**PROBLEM TO SOLVE**
Each line of the data below from the one holding "with path.open() as" to the one holding "silently undercounts without", inclusive, is to be reproduced exactly; no other line belongs in the answer.

(Saved entries)
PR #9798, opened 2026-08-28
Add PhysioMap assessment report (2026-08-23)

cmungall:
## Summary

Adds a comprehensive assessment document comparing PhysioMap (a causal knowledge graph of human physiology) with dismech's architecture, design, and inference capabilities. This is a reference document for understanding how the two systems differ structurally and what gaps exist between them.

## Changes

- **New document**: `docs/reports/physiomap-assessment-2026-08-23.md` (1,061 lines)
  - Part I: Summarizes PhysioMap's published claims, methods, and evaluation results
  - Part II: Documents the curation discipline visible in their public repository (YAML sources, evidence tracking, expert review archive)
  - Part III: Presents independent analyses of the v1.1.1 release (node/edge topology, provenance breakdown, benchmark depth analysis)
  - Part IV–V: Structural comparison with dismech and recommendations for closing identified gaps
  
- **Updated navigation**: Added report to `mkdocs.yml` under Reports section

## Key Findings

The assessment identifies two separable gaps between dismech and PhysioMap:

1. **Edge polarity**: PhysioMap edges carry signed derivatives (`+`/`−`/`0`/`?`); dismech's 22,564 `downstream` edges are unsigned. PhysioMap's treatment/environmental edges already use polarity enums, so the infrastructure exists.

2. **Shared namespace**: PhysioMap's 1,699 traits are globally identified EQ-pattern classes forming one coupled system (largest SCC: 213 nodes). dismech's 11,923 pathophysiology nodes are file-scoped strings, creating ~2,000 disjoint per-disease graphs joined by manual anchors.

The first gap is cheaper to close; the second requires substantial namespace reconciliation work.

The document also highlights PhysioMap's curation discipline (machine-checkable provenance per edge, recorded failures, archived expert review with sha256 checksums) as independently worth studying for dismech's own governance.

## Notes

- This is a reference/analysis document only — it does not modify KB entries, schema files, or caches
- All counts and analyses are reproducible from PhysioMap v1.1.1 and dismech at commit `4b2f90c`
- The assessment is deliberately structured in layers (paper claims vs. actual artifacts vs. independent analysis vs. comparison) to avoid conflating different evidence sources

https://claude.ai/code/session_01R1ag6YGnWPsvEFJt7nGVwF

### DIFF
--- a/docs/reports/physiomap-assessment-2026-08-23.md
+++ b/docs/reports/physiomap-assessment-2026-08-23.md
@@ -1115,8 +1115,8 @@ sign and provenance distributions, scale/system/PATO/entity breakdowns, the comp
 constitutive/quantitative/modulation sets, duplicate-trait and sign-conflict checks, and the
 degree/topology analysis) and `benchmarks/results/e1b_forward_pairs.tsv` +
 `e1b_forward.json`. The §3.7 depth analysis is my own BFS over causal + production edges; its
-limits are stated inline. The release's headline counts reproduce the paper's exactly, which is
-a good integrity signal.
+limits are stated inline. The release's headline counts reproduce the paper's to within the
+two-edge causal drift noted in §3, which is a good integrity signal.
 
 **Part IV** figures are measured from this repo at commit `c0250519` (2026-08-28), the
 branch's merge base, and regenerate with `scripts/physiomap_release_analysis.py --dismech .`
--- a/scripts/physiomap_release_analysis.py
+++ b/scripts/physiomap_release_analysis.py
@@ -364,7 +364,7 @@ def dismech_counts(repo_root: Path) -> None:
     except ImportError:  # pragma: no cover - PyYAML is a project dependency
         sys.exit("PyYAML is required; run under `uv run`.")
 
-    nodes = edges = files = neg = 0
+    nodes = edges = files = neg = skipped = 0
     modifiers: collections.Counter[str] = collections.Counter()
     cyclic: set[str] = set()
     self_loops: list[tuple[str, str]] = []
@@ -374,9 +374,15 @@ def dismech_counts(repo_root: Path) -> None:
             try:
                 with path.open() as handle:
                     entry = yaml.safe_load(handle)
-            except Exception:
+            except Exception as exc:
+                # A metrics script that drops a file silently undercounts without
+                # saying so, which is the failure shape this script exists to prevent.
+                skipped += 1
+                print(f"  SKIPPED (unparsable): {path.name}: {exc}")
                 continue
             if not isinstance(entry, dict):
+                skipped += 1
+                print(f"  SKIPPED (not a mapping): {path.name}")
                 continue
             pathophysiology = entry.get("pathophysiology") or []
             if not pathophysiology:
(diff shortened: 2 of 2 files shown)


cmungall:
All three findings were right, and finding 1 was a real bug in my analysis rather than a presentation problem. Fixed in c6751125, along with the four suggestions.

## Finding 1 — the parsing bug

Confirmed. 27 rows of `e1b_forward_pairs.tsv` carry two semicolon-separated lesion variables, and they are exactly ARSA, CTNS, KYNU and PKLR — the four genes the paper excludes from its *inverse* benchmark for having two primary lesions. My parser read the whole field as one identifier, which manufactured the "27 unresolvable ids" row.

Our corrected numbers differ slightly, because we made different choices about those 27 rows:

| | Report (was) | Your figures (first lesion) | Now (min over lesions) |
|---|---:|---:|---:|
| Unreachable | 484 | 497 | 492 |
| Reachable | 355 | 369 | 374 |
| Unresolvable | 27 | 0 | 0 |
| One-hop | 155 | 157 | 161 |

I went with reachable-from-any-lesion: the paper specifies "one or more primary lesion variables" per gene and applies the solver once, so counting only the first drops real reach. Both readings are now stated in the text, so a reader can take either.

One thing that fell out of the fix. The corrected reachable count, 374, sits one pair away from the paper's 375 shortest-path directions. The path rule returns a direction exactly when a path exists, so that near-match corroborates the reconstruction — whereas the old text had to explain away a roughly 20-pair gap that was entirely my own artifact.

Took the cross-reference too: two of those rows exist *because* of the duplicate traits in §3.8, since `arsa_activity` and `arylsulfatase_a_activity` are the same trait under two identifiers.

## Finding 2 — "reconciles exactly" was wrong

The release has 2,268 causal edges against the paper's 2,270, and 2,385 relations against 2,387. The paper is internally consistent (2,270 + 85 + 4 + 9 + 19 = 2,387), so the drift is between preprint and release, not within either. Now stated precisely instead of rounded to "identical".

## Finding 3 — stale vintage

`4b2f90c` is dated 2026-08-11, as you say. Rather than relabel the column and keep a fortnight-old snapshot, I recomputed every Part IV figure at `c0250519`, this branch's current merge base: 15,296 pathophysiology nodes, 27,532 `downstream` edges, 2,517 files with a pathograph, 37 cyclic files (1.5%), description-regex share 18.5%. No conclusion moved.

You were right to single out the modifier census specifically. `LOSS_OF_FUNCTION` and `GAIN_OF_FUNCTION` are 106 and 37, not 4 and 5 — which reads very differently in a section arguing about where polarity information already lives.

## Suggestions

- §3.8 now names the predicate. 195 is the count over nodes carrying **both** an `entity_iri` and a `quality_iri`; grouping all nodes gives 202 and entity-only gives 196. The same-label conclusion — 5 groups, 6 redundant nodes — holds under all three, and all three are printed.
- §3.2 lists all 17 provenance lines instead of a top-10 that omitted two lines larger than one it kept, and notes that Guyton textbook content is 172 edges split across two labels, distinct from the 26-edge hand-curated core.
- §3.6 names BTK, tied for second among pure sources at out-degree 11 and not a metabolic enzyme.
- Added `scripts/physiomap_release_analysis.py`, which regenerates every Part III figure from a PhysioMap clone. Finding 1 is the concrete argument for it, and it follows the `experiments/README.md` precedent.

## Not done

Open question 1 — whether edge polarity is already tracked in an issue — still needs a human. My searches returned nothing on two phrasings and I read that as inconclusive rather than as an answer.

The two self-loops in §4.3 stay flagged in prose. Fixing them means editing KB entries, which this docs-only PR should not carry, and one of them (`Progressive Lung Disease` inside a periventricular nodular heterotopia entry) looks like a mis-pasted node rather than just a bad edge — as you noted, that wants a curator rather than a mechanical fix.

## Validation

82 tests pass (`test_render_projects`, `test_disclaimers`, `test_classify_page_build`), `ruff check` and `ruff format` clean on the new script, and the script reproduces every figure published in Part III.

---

...

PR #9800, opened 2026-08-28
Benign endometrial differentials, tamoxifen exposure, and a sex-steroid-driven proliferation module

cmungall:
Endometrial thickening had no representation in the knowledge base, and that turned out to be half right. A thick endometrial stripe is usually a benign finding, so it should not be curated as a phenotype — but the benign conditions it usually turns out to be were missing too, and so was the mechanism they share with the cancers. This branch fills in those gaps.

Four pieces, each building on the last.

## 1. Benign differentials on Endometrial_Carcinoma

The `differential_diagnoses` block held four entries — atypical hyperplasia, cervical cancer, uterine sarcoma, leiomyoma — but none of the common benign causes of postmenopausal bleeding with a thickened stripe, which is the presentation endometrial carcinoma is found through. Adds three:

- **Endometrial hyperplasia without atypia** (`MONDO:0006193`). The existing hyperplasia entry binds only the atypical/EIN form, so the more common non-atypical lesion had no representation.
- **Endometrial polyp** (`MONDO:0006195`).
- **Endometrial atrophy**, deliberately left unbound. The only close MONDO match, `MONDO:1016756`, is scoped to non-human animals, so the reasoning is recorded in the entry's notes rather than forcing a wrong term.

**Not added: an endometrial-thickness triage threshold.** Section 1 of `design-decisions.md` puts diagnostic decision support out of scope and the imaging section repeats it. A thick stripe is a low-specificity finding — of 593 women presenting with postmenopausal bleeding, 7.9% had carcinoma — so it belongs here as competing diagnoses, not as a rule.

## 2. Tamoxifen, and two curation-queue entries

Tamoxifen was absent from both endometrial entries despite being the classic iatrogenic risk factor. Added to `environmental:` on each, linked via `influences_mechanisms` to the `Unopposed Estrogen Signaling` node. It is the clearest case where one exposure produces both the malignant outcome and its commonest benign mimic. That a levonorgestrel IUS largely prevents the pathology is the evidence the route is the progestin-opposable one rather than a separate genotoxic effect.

---

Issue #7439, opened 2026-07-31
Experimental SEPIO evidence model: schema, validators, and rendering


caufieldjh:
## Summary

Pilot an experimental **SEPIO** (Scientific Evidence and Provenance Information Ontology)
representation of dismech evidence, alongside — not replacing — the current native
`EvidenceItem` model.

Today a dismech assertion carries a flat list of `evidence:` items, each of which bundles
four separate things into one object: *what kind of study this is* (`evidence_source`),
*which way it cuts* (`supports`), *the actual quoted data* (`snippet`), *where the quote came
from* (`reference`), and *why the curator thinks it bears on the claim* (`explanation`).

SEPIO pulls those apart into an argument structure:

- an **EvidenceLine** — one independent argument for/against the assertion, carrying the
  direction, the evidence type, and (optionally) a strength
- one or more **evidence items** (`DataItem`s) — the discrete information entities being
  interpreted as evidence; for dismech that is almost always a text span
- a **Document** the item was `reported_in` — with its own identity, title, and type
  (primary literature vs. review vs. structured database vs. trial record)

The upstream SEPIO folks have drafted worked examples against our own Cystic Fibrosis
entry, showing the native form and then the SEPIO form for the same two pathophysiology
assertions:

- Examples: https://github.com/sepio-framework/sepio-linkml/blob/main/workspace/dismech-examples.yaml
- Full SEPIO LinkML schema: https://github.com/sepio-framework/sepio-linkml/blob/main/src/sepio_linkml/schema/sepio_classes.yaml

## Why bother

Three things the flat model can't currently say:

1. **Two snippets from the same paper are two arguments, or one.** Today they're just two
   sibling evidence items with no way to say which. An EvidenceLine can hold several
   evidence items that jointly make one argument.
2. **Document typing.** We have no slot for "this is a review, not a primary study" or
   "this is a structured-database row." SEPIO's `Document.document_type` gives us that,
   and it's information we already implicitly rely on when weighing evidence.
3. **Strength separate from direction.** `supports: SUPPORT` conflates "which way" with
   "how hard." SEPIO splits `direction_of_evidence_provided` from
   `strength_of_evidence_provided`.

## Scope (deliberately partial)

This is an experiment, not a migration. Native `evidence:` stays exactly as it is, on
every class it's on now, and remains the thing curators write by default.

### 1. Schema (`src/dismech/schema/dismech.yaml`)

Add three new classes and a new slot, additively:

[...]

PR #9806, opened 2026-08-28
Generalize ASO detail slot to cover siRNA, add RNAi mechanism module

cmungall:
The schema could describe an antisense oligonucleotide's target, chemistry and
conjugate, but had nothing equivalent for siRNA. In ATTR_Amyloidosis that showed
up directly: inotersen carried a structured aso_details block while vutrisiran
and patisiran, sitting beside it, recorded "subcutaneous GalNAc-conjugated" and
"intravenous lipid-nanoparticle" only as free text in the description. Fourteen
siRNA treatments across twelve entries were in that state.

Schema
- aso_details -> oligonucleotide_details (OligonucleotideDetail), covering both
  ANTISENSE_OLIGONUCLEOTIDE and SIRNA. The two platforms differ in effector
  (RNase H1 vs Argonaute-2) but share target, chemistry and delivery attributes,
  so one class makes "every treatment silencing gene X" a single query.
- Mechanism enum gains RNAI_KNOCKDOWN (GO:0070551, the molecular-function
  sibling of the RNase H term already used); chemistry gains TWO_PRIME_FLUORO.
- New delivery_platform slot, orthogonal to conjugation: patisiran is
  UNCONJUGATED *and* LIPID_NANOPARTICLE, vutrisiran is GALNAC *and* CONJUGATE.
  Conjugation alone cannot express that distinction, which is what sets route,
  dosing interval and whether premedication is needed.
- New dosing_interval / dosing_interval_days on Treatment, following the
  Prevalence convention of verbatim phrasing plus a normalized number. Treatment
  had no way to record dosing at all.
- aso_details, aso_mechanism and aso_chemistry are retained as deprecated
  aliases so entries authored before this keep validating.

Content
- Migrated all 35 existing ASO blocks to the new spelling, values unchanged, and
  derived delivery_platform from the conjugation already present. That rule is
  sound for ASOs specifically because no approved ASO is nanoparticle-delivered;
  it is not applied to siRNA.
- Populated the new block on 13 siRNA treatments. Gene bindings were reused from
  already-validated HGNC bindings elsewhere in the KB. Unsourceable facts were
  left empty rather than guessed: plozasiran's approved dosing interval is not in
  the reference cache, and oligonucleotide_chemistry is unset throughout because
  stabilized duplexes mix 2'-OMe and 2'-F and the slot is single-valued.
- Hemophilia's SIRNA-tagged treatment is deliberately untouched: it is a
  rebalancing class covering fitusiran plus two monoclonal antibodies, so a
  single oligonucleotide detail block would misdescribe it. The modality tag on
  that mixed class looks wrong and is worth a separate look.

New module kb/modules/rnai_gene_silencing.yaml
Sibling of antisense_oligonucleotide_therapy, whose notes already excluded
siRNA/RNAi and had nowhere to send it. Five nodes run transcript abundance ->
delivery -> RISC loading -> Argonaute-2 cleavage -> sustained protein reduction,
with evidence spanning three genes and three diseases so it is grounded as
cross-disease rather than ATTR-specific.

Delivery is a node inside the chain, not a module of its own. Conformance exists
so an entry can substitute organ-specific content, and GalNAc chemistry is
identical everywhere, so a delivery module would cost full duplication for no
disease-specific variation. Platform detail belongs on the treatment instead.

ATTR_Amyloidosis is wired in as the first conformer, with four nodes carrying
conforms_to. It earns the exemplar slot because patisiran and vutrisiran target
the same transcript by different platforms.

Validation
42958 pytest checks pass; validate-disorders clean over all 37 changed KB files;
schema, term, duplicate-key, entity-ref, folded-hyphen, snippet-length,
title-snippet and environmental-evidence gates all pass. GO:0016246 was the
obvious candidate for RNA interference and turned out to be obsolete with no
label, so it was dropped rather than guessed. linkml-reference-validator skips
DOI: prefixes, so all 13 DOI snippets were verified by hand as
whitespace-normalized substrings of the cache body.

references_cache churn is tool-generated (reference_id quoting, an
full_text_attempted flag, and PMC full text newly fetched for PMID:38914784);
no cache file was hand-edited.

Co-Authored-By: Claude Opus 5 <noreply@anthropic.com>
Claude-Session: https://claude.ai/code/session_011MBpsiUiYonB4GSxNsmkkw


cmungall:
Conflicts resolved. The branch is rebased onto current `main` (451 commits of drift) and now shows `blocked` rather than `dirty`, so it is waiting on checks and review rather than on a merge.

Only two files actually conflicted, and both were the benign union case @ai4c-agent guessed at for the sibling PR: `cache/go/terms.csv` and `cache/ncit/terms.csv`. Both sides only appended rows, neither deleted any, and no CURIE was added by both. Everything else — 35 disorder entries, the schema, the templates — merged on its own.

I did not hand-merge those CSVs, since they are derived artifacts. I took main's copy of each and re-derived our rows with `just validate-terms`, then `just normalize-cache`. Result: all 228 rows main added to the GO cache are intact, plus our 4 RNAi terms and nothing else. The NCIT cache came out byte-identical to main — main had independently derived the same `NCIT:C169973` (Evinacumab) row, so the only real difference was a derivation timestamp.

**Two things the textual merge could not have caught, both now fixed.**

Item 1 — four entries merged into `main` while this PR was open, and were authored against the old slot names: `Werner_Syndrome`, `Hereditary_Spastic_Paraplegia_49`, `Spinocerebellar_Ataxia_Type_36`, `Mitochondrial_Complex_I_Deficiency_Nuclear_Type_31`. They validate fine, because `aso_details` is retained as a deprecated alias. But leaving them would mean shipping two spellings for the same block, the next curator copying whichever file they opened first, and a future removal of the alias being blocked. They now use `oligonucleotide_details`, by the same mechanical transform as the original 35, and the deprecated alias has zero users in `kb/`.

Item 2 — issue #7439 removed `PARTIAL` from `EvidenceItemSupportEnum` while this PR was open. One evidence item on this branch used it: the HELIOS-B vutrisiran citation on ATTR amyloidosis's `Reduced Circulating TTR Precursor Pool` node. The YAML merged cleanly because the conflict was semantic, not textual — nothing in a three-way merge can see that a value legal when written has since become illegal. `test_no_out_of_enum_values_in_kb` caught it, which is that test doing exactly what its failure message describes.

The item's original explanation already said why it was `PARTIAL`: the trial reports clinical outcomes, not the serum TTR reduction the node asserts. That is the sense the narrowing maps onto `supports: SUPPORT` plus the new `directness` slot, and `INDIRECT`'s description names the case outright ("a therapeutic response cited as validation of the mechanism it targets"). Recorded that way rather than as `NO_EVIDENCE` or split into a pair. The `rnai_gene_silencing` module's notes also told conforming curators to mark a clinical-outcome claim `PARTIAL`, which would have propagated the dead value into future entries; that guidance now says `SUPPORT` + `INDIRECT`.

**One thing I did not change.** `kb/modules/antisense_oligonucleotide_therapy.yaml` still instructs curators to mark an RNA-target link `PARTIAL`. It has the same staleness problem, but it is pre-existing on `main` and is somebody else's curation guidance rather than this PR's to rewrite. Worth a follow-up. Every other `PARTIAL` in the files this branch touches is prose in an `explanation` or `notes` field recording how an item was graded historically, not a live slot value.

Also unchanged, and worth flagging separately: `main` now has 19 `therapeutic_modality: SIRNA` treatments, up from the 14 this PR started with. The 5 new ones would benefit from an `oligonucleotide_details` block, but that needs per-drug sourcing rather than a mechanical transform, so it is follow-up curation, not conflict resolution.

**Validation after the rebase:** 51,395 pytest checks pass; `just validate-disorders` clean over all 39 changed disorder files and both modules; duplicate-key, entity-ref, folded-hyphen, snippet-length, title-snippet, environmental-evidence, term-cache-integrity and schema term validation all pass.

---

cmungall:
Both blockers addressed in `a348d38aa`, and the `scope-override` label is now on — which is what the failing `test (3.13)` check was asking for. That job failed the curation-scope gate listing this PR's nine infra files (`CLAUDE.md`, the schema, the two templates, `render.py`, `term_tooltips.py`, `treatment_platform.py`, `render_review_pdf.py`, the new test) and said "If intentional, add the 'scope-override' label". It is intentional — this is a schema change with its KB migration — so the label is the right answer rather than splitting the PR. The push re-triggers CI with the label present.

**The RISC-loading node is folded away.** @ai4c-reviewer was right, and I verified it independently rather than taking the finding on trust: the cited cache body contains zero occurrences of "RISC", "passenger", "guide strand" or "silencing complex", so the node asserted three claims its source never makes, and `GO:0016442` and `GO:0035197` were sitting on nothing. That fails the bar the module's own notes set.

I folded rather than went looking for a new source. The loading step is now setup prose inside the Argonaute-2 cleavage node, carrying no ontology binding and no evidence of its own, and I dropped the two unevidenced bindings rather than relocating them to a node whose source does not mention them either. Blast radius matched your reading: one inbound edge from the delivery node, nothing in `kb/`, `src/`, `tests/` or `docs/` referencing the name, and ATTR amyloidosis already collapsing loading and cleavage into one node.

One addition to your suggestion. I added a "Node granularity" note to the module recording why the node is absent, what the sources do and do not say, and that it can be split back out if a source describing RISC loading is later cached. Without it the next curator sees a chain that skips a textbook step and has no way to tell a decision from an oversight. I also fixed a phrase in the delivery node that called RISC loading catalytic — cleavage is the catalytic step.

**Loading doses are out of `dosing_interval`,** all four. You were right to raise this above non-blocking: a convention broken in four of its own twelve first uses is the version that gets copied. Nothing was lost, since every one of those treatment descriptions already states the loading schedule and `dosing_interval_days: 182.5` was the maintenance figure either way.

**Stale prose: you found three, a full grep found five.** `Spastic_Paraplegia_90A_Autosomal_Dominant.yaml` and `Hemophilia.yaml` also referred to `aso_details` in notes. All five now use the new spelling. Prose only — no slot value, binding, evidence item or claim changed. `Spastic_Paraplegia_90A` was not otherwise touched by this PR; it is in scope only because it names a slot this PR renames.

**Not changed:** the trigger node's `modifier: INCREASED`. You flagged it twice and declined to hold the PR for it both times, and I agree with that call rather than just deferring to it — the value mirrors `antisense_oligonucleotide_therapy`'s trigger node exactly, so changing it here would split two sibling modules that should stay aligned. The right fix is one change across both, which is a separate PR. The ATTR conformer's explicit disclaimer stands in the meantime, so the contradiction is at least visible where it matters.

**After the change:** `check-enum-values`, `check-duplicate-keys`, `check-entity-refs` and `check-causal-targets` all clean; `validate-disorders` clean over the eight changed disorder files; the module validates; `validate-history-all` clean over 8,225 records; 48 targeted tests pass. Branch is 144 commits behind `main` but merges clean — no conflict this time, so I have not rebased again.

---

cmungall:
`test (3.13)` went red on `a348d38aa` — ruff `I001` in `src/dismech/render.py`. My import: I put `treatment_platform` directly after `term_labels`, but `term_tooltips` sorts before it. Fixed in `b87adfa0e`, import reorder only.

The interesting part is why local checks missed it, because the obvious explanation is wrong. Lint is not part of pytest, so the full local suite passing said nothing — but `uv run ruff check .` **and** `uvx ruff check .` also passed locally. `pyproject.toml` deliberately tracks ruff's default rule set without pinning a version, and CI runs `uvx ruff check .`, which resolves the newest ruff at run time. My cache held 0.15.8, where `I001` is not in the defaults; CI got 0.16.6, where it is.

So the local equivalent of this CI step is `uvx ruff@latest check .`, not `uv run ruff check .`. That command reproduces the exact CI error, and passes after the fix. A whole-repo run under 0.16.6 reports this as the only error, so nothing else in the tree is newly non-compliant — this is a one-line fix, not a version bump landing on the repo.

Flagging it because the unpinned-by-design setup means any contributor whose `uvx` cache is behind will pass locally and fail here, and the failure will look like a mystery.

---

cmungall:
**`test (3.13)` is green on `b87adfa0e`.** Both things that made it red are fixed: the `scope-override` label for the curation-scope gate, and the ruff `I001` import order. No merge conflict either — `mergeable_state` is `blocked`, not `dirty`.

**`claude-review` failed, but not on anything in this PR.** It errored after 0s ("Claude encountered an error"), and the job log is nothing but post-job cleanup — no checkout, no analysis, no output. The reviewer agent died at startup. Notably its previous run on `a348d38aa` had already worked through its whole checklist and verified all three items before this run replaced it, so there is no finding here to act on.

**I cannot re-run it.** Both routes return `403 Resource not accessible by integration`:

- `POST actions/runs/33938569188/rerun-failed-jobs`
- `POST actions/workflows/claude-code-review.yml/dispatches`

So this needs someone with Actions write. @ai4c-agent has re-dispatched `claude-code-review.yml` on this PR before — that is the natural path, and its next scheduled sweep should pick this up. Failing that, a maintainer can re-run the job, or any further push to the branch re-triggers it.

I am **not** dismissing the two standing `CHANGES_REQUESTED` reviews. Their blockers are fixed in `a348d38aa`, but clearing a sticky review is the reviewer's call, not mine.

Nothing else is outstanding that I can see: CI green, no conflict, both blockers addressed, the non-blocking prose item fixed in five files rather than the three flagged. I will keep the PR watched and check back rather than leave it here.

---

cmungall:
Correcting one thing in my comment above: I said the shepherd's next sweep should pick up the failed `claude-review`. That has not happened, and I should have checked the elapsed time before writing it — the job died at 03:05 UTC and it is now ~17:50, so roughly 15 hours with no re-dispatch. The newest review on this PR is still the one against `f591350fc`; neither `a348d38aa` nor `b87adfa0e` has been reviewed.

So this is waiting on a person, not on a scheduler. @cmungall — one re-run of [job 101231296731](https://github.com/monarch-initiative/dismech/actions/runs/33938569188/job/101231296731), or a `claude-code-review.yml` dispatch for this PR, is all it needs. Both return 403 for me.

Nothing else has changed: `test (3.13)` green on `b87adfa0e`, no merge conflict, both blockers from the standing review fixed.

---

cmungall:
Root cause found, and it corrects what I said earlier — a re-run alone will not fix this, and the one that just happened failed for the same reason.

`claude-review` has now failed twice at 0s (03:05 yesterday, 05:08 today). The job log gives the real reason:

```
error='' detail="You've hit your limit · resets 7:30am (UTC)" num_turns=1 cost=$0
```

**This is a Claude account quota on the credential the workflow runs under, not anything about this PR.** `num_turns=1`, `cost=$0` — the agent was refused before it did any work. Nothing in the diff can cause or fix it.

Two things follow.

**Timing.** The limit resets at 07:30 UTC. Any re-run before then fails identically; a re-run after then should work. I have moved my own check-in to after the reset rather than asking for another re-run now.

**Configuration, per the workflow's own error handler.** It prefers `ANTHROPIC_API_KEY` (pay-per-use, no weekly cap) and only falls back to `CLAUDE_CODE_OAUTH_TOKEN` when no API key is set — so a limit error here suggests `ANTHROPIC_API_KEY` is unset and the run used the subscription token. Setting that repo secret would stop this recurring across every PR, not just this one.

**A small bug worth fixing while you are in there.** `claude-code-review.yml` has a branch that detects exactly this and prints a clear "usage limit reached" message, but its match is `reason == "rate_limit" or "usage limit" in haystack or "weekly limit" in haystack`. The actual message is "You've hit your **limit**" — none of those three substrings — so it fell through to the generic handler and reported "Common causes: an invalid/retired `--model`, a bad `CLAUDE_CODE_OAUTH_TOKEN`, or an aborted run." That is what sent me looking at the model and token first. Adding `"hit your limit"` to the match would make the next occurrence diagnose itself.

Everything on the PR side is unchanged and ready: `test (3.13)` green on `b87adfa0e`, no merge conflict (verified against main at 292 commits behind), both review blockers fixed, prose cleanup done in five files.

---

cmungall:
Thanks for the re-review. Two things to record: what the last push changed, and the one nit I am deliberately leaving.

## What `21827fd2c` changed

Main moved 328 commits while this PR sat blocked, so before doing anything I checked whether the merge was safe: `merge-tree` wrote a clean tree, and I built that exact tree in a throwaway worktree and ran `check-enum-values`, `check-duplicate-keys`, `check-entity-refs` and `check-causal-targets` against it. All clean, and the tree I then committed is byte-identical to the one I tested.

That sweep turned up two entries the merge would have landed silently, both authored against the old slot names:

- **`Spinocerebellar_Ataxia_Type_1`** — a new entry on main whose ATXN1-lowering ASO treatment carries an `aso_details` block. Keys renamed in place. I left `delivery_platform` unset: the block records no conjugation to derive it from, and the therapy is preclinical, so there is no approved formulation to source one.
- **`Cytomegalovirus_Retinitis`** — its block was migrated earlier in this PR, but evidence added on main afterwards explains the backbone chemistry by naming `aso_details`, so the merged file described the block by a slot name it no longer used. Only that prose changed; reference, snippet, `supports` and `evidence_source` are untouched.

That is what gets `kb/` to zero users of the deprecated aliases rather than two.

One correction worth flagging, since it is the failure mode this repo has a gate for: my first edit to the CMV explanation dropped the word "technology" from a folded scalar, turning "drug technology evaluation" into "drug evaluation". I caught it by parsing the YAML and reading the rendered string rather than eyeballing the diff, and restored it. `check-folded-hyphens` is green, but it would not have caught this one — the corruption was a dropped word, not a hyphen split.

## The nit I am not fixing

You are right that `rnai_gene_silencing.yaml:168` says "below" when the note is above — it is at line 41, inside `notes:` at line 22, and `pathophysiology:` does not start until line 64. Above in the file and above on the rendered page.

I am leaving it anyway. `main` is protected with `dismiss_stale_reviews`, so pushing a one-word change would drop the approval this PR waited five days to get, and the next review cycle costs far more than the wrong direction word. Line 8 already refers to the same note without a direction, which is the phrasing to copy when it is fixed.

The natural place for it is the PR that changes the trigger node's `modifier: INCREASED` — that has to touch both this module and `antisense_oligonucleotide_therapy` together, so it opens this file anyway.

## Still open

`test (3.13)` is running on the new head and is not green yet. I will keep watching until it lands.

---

**RESPONSE**
                 with path.open() as handle:
                     entry = yaml.safe_load(handle)
-            except Exception:
+            except Exception as exc:
+                # A metrics script that drops a file silently undercounts without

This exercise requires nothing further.